Biochemical and Biophysical Research Communications ( IF 2.5 ) Pub Date : 2023-12-14 , DOI: 10.1016/j.bbrc.2023.149387 Lingyun Wang 1 , Jiangqing Fan 2 , Ting Yang 3 , Jizhong Shen 3 , Lulu Wang 4 , Weihong Ge 1
Peritoneal fibrosis (PF) is particularly common in individuals undergoing peritoneal dialysis (PD). Fibrosis of the parenchymal tissue typically progresses slowly. Therefore, preventing and reducing the advancement of fibrosis is crucial for effective patient treatment.

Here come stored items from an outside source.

Issue #445, opened 2019-09-18
Cylinder height and radius cannot be smaller than 1


matthew-d-jones:
If I select _Cylinder_ shape in the _Add Component_ it does not let me enter a height or radius smaller than `1.0`.

rerpha:
this is to do with the minimum values in the ui files. will make a PR as this is a 30 second fix

PR #448, opened 2019-09-30
Fixing floating point array field UI issues 

### LINKED ISSUE #412: Improve UI when editing floats in array fields
The behaviour when editing floats in an array field table is awkward, for example try typing `1.2` and you get `1.0.2`.

rerpha:
### Issue

Closes #412 

### Description of work

Quick and easy fix - fixes the weird behaviour when typing doubles in the array fields editor. This was due to the validator validating every time a character was entered, and rounding up to the nearest integer. To solve this, I have connected the `editingFinished` signal of the lineEdit to the validate function. This works even if the window is closed as focus is lost.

Roxadustat is a hypoxia-inducible factor prolyl hydroxylase inhibitor (HIF–PHI), primarily used to treat and improve renal anemia. Recent studies have found that HIF-1α possesses antioxidant activity and exerts a certain protective effect in ischemic heart disease and spinal cord injury, while it can also delay the progression of pulmonary and renal fibrosis. This study establishes the mice model through intraperitoneal injection of 4.25 % peritoneal dialysate fluid (PDF) and explores the therapeutic effects of Roxadustat by inducing TGF-β1-mediated endothelial-mesenchymal transition (EMT) in Met-5A cells. The aim is to investigate the protective role and mechanisms of Roxadustat against PD-related PF. We observed thicker peritoneal tissue and reduced permeability in animals with PD-related PF samples. This was accompanied by heightened inflammation, which Roxadustat alleviated by lowering the levels of inflammatory cytokines (IL-6, TNF-α). Furthermore, Roxadustat inhibited EMT in PF mice and TGF-β1-treated Met-5A cells, as evidenced by decreased expression of fibrotic markers, such as fibronectin, collagen I, and α-SMA, alongside an elevation in the expression of the epithelial marker, E-cadherin. Roxadustat also significantly decreased the expression of TGF-β1 and the phosphorylation of P-smad2 and P-smad3. In conclusion, Roxadustat ameliorates peritoneal fibrosis through the TGF-β/Smad pathway.
中文翻译:
基于TGF-β/smad通路探讨罗沙司他对腹膜纤维化的治疗作用及机制
腹膜纤维化(PF)在接受腹膜透析(PD)的个体中尤其常见。实质组织的纤维化通常进展缓慢。因此,预防和减少纤维化的进展对于有效的患者治疗至关重要。 Roxadustat 是一种缺氧诱导因子脯氨酰羟化酶抑制剂 (HIF-PHI),主要用于治疗和改善肾性贫血。近年来研究发现HIF-1α具有抗氧化活性,对缺血性心脏病和脊髓损伤具有一定的保护作用,同时还能延缓肺纤维化和肾纤维化的进展。本研究通过腹腔注射4.25%腹膜透析液(PDF)建立小鼠模型,并探讨Roxadustat通过诱导Met-5A细胞中TGF-β1介导的内皮间质转化(EMT)的治疗作用。目的是研究 Roxadustat 对 PD 相关 PF 的保护作用和机制。我们观察到,使用 PD 相关 PF 样本的动物腹膜组织变厚,渗透性降低。伴随着炎症加剧,Roxadustat 通过降低炎症细胞因子(IL-6、TNF-α)水平来缓解炎症。此外,Roxadustat 抑制 PF 小鼠和 TGF-β1 处理的 Met-5A 细胞中的 EMT,纤维化标记物(如纤连蛋白、胶原蛋白 I 和 α-SMA)表达减少,同时上皮标记物表达升高证明了这一点。 , E-钙粘蛋白。 Roxadustat 还显着降低 TGF-β1 的表达以及 P-smad2 和 P-smad3 的磷酸化。总之,Roxadustat 通过 TGF-β/Smad 途径改善腹膜纤维化。